We have the concept of the number zero in this era and the first written record of it might be the first worldwide. With this number calculations in astronomy and architecture in aligning monuments to the four cardinal points for social and religious purposes.

The huge burst of intellectual, artistic and religious activity The Late Preclassic also saw the rise of two powerful states Kaminaljuyu in the highlands and El Mirador in the lowlands. Both cities display the continued refinement in stonework, artistic friezes, and architecture during this era. I will go into this in more detail later as it was a truly amazing time for a culmination of ideas and organisation.

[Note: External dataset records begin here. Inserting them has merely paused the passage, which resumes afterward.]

Issue #1776, opened 2026-06-23
First-party source-level (DAP) debugger for Neo C# contracts


Jim8y:
## Summary

Neo smart-contract developers have **no first-party source-level debugger**. Today, debugging a C# contract means `Runtime.Log` tracing, writing unit tests against the testing engine, or reaching for the external NEO Blockchain Toolkit. There is no built-in way to set a breakpoint in your `.cs` file, step through it line by line, and inspect locals — the experience every other modern toolchain ships.

This issue proposes adding a **first-party Debug Adapter Protocol (DAP) debugger** to `neo-devpack-dotnet`, built on infrastructure the repo already has, and tracks the work as a series of small, self-contained PRs.

## Why now — the two hardest pieces already exist

A source-level debugger needs two things that are notoriously expensive to build. Both are already in-repo and production-grade:

1. **A source map.** The compiler emits NEP-19 debug info (`CompilationContext.CreateDebugInformation`), and `NeoDebugInfo` (in `Neo.SmartContract.Testing`) parses it and already does the address → `file:line:col` reverse lookup (`GetSourceLocation`).
2. **A per-instruction execution hook.** `TestingApplicationEngine` is already an `ApplicationEngine` subclass that overrides `PreExecuteInstruction` / `PostExecuteInstruction`. The coverage instrumentation proves these fire reliably on every opcode with full access to the execution context, evaluation stack, call stack, and local/argument/static slots.

A code-verified feasibility study (against Neo.VM 3.10.0) concluded this is **practical**.

### Key technical finding

Neo.VM's `ExecuteNext()` and `State` setter are `internal`, so you **cannot** drive the VM one instruction at a time from outside. You don't need to: because the engine already exposes a `protected` pre-instruction hook, execution can be **paused by blocking inside that hook** on a synchronization primitive and **resumed by signalling it from the debug-adapter thread**. The entire stepping model is "subclass + thread handshake" — **no fork of Neo.VM and no upstream change required.**

## Architecture

- **New library `src/Neo.SmartContract.Debugging/`** — the DAP server plus a `DebuggableApplicationEngine : TestingApplicationEngine` execution backend.
- **A thin stdio host exe** speaking DAP (JSON-RPC over stdio) via the standard `Microsoft.VisualStudio.Shared.VSCodeDebugProtocol` library.
- **A minimal VS Code extension** contributing a `neo-csharp` debug type + `launch.json` schema.

[...]

PR #1775, opened 2026-06-23
[debugger 1] Add source breakpoint resolver

Jim8y:
## Summary

The compiler already emits a NEP-19 source map (`debug.json`) and the testing engine already exposes a per-instruction execution hook, but there is no **first-party source-level debugger**. This is the first, self-contained building block: a new **`Neo.SmartContract.Debugging`** library with a breakpoint resolver.

`BreakpointResolver.ResolveBreakpoint(file, line)` is the **inverse of `NeoDebugInfo.GetSourceLocation`** — it maps a source location to the instruction address a debugger should stop at:

- A requested line binds to the **first instruction of the nearest executable line at or after it**, so a breakpoint on a blank/comment line snaps to the next statement (matching how editors bind breakpoints), and the result reports the line/column it actually bound to.
- Files are matched against the debug-info documents by **full path first, then file name**, so a breakpoint still binds when the debugger and the debug info disagree on the absolute path (relocated sources, different roots).
- Returns `null` when the file is unknown or no executable code exists at or after the requested line.

This is the breakpoint-binding primitive a Debug Adapter (DAP) will use; it has **no execution or protocol dependencies yet** — a deliberately small first slice.

## Context

This is **phase 1, step 1** of a planned first-party DAP debugger (a feasibility study mapped the existing in-repo assets — source map, per-instruction hook on `TestingApplicationEngine` — against DAP needs). Subsequent steps (pausable debug engine, DAP server, stepping, variables) build on this primitive and will land as their own PRs. There are open product questions for maintainers (test-mode scope, alignment with the existing Blockchain Toolkit debugger, debug-build requirement) — this PR commits to none of them; it only adds a pure, well-tested mapping utility.

## Testing

`BreakpointResolverTests` (9 cases): exact-line resolution, multiple sequence points per line (lowest address wins), binding to the next executable line, before-first-line and beyond-all-code, file-name fallback matching, unknown file, multi-method/multi-document resolution, and argument validation. Full solution builds with the new library and test project wired into the `.sln`.

PR #1777, opened 2026-06-23
[debugger 2] Add a per-instruction execution hook to the testing engine

Jim8y:
## Summary

A source-level debugger needs to **observe execution one instruction at a time and pause it**. Neo.VM's single-step `ExecuteNext()` and `State` setter are `internal`, so the VM cannot be driven step-by-step from outside — but `TestingApplicationEngine` already overrides `PreExecuteInstruction`, which is a reliable per-instruction interception point (the same hook the coverage instrumentation uses).

This exposes that point as an opt-in **`TestEngine.OnPreExecuteInstruction`** event, raised before each instruction executes (after the base gas/limit checks), with the engine and the instruction.

- **Opt-in / zero-overhead when unused:** the hook only fires when something is subscribed, so normal test runs are unaffected.
- **Pause by blocking:** because the handler runs on the execution thread, a debugger can pause the virtual machine simply by blocking inside the handler and resume it by returning. This is the foundation the debug adapter builds on, with **no fork of Neo.VM required**.

## Context

This is **phase 1, step 2** of the first-party DAP debugger tracked in #1776 (step 1 — the breakpoint resolver — is #1775). The next step wires this hook together with the resolver into a `DebugSession` (pause/resume on a worker thread, breakpoints) in the `Neo.SmartContract.Debugging` project.

## Testing

`DebugHookTests` (3 cases): the hook fires for every executed instruction in address order; a **blocking handler pauses execution on a worker thread and returning resumes it to completion** (the pause/resume mechanism the debugger relies on); and execution is unchanged when nothing is subscribed. Full `Neo.SmartContract.Testing` suite green (86).

### DIFF
--- a/src/Neo.SmartContract.Testing/TestEngine.cs
+++ b/src/Neo.SmartContract.Testing/TestEngine.cs
@@ -51,6 +51,20 @@ namespace Neo.SmartContract.Testing
         public delegate void OnRuntimeNotifyDelegate(UInt160 sender, string eventName, Neo.VM.Types.Array state);
         public event OnRuntimeNotifyDelegate? OnRuntimeNotify;
 
+        public delegate void OnPreExecuteInstructionDelegate(ApplicationEngine engine, Instruction instruction);
+
+        /// <summary>
+        /// Raised before each instruction is executed during <see cref="Execute"/>. A debugger can
+        /// observe execution through this hook; because the handler runs on the execution thread,
+        /// blocking inside it pauses the virtual machine until the handler returns.
+        /// </summary>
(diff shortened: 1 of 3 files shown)


Jim8y:
Closing — relocating the debugger to neo-project/neo-express (see #1776). The neo-express debugger will hook its own engine / replay neo-trace files, so this in-process TestEngine hook isn't the path forward. The "Avoid partial coverage on debug hook raise" commit is preserved on the branch; if a per-instruction observation hook on the testing engine is wanted as a standalone feature later, it can be re-proposed on its own.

Hence we move to the death throes and the collapse of the Preclassic era and yet still we don’t know why some cities were abandoned at this time. So let’s look at the Terminal Preclassic.
TERMINAL PRECLASSIC
This will likely remain a mystery until more excavations are made or there is a lucky strike that occurs. The striking similarities between Olmec art and Mayan due to their hundreds of years cohabiting and or trading, and the subsequent disappearance of the Olmecs is a puzzle, but collapse it did. Its bloated rapid rise must have been so fast and furious that something went wrong and decline it did, most notably at around 200 to 250 AD. (the murals found in San Bartolo are a fine example of the age)

We see this most notably in Chiapas, El Petén and the Yucatán peninsula. This collapse is still not fully understood but it would reasonably seem that food and drought played a part and the sheer volume of people was no longer sustainable on the dwindling resources. This would be an indicator that this dynamic civilization had two major crashes and presumably many smaller ones as yet not been investigated. This would give rise to speculation that this has happened many times over as we push back human history ever further with archaeological discoveries all over the world. The rise and fall of ‘civilizations’ on a regular basis seems to be a pattern eternal on the face of the planet.
We will later have a look more closely at this vital emergence and demise of these fated people and what wonderful things they created for later use and the basis of the Classic era.